L’agitazione sarà a oltranza e senza servizi minimi In Borsa meno 2,3%

da Milano

L’esperienza insegna che sarebbe bastato poco: un invito al ministero, qualche discorso interlocutorio che offrisse ai sindacati almeno un alibi. Invece il ministro dei Trasporti, Alessandro Bianchi, è stato molto netto nel negare un incontro ai sindacati; e questi non hanno avuto nessun appiglio per poter sospendere lo sciopero proclamato per venerdì 19. Sarà uno sciopero molto dannoso, a oltranza e senza servizi minimi garantiti. Si è creato uno stallo: il governo sembra non aver più spazio politico per intervenire, i sindacati non possono fare una retromarcia unilaterale. Ne faranno le spese, ancora una volta, i passeggeri e la compagnia: quest’ultima danneggiata proprio nel momento più delicato della transizione verso i privati. Il titolo a Piazza Affari ha chiuso in calo del 2,32% a 1,051 euro.

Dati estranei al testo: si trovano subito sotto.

PR #95, opened 2021-10-30
Append layer extensions to the list of available extensions

DethRaid:
Append the lists of extensions provided by Vulkan layers to the list of all extensions

This allows you to do things like use `VK_EXT_debug_utils` on Android. My phone's drivers only provide `VK_EXT_debug_report`, `VK_EXT_debug_utils` comes from the validation layer

### DIFF
--- a/src/VkBootstrap.cpp
+++ b/src/VkBootstrap.cpp
@@ -519,9 +519,13 @@ SystemInfo::SystemInfo() {
 		    detail::vulkan_functions().fp_vkEnumerateInstanceExtensionProperties,
 		    layer.layerName);
 		if (layer_extensions_ret == VK_SUCCESS) {
-			for (auto& ext : layer_extensions)
-				if (strcmp(ext.extensionName, VK_EXT_DEBUG_UTILS_EXTENSION_NAME) == 0)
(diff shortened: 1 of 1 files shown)


charles-lunarg (commented):
What happens if a user enables an extension from a layer but doesn't enable the layer? vkb should try to catch that case. I can merge this PR and add that case later, unless you want to take a crack at it.

DethRaid:
I don't know how you or anyone else should handle that case. If the user is manually enabling an extension from a layer they aren't using, I'd expect VKB to be like "sorry, extension X not found"

charles-lunarg:
My issue is that combining the list of instance extensions with the list of extensions in layers is that the user will have no way to distinguish when they need to enable a layer vs not enabling the layer.

Alternatively, the layer could be enabled automatically if it implements the requested extension. But that's worse, as the same extension could be implemented by layers the application doesn't intend to enable, or by multiple layers (like for debug_utils).

Maybe there should be an explicit "enable extension from layer"? I don't like it, but it doesn't have the same drawbacks as the simpler solutions.

charles-lunarg:
I ended up taking this change (by creating #117) since it wouldn't require any additional effort on the original PR creator.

Ieri mattina una novità nel dibattito sulla privatizzazione l’ha lanciata Andrea Riello, presidente della Confindustria del Veneto: «Penso che gli industriali del Nord Est, attraverso le loro associazioni, debbano fare una riflessione se Alitalia può essere un’opportunità o no: e secondo me è una grande opportunità. Chiunque la pensi come me, sa dove trovarmi» ha detto Riello. A molti è sembrata una chiamata a raccolta di uomini e capitali, ma poi nel corso della giornata - al di là delle congetture - si è capito che si trattava soprattutto di un auspicio. Dal gruppo più importante del Nord Est, Benetton, è venuto un «no comment» su un’ipotetica cordata, con un richiamo alle recenti prese di distanza dalla vicenda Alitalia. Si è manifestamente chiamato fuori, invece, Paolo Sinigaglia, presidente di Alpi Eagles, che oggi intende concentrarsi sulla sua compagnia (quando nel 2001 aveva invece enfaticamente dichiarato interesse alla privatizzazione).

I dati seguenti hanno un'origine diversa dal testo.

PR #96, opened 2021-10-30
Fix: Add VkBootstrapDispatch to includable files

spnda:
This change seems to be required for this project to work as a [vcpkg port](https://github.com/spnda/vcpkg/tree/master/ports/vk-bootstrap) as it otherwise can't find `VkBootstrapDispatch.h` in any include path. I'm no CMake expert so I'm not quite sure why because this project already does `target_include_directories`, but if it works it works. And I don't think it would break anything else.

### DIFF
--- a/CMakeLists.txt
+++ b/CMakeLists.txt
@@ -27,7 +27,7 @@ else ()
   endif()
 endif()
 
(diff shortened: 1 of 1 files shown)


charles-lunarg (approved):
Yeah seems I forgot about updating the install stuff when adding this new file. Thank you for fixing it :)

Venerdì prossimo, mentre sarà in corso lo sciopero e forse anche un sit-in davanti Palazzo Chigi, è previsto il consiglio di amministrazione della compagnia per affrontare questioni relative al piano industriale e ai conti. Il cda è ridotto ormai al minimo, tre persone soltanto, il presidente e ad Giancarlo Cimoli, il numero uno di Air France, Jean Cyril Spinetta, e il rappresentante del Tesoro, Giovanni Sabatini. Di ieri la comunicazione che si è dimesso Gabriele Checchia, che come ambasciatore in Libano non può dedicarsi all’incarico; qualche tempo fa si era dimesso anche il quinto consigliere, Roberto Ulissi, e non era stato sostituito.
Al termine di un’assemblea, ieri Filt Cgil, Fit Cisl, Ugl, Sdl (ex Sult) e Unione piloti hanno dunque confermato lo sciopero «fuori dalle regole» (e giudicato illecito dal garante). I sindacati chiedevano un incontro al governo «per comprendere quale indirizzo l’esecutivo intenda dare al processo di privatizzazione». Ma il fronte della protesta è fortemente diviso: né l’Anpac (piloti) né la Uil hanno mai aderito all’iniziativa, mentre nei giorni scorsi l’Unione piloti aveva sollecitato un rinvio dell’astensione dal lavoro.